O fundo soberano foi criado no fim do ano passado com o excesso de arrecadação do governo. Em 2008, o total arrecadado foi equivalente a 2,5% do PIB e a meta era de 2,2% do PIB. Essa sobra permitiu que o governo repassasse R$ 14,2 bilhões para a criação do fundo soberano.

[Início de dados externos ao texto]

PR #191, opened 2020-03-09
clusterinfo: add alert-count checking

mapleFU:
Signed-off-by: mapleFU <1506118561@qq.com>


ui/src/apps/clusterInfo/components/MonitorAlertBar.js
```diff
@@ -1,11 +1,27 @@
...
   const { t } = useTranslation()
+  const [alertCounter, setAlertCounter] = useState(0)
+
+  useEffect(() => {
+    const fetchNum = async () => {
+      if (cluster === null || cluster.alert_manager === null) {
+        return
+      }
+      let resp = await axios.get(
+        `http://${cluster.alert_manager.ip}:${cluster.alert_manager.port}/api/v2/alerts`
```
breeswish: what if TLS?

ui/src/apps/clusterInfo/translations/zh-CN.yaml
```diff
@@ -18,7 +18,8 @@ cluster_info:
     title: 监控和告警
     view_monitor: 查看监控
     view_monitor_warn: 监控不可用
-    view_alerts: 查看告警
+    view_alerts: '查看{{alertCount}}条告警'
```
breeswish: Please add space between wide char and half char.

ui/src/apps/clusterInfo/components/MonitorAlertBar.js
```diff
@@ -1,11 +1,17 @@
-import React from 'react'
+import React, { useEffect, useState } from 'react'
 import { Icon, Card, Skeleton } from 'antd'
 import { Link } from 'react-router-dom'
 import { useTranslation } from 'react-i18next'
+import axios from 'axios'
```
breeswish: What is this used for?

pkg/apiserver/clusterinfo/fetch.go
```diff
@@ -35,6 +35,7 @@ type ClusterInfo struct {
 	} `json:"pd"`
 	Grafana      *clusterinfo.GrafanaInfo      `json:"grafana"`
 	AlertManager *clusterinfo.AlertManagerInfo `json:"alert_manager"`
+	AlertCount   *int                          `json:"alert_count"`
```
breeswish: I prefer to use another structure and interface for alert count, because it is not used elsewhere.

pkg/utils/clusterinfo/fetcher.go
```diff
@@ -376,3 +376,38 @@ func getPDNodesHealth(pdEndPoint string, httpClient *http.Client) (map[string]st
...
+
+	return len(alerts), nil
+}
+
+func GetAlertCountByAddress(address string, httpClient *http.Client) (int, error) {
+	ip, port, err := parseHostAndPortFromAddress(address)
+	if err != nil {
+		return 0, err
+	}
+	return GetAlertCount(&AlertManagerInfo{
```
breeswish: why binaryPath need to be specified when getting alert count?

mapleFU: Removed, PTAL again.

pkg/utils/clusterinfo/fetcher.go
```diff
@@ -376,3 +376,34 @@ func getPDNodesHealth(pdEndPoint string, httpClient *http.Client) (map[string]st
...
+
+// GetAlertCountByAddress receives alert manager's address like "ip:port", and it returns the
+//  alert number of the alert manager.
+func GetAlertCountByAddress(address string, httpClient *http.Client) (int, error) {
+	ip, port, err := parseHostAndPortFromAddress(address)
+	if err != nil {
+		return 0, err
+	}
+
+	apiAddress := fmt.Sprintf("http://%s:%d/api/v2/alerts", ip, port)
```
breeswish: why not specify address use %s directly?

mapleFU: I think here needs checkings, else the response will be ambigious.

No entanto, o uso do fundo soberano para cumprimento da meta fiscal desvirtua os objetivos de sua criação. O objetivo era de se usar esses recursos em investimentos ou mesmo na compra de dólares.

A preocupação do governo com o resultado fiscal se acentuou, na semana passada, com os números de setembro do desempenho do setor público. De acordo com o Banco Central, o superávit primário neste ano, nos nove primeiros meses, ficou em 1,17%, e a dívida líquida do setor público subiu de 44% do PIB em agosto para 44,9% em setembro.

Contas preliminares dentro do próprio governo já dão como certa o não cumprimento da meta de 2,5% do PIB. As despesas têm crescido num ritmo mais forte do que a receita. Em setembro, pela primeira vez no ano, o total das despesas superou a receita em R$ 5,7 bilhões.

Diante dessas perspectivas, são cada vez maiores as possibilidades do uso do dinheiro do fundo soberano para cumprir a meta fiscal, isso além da já prevista dedução dos gastos no Programa de Piloto de Investimento (PPI) e no Programa de Aceleração do Crescimento (PAC) do superávit primário.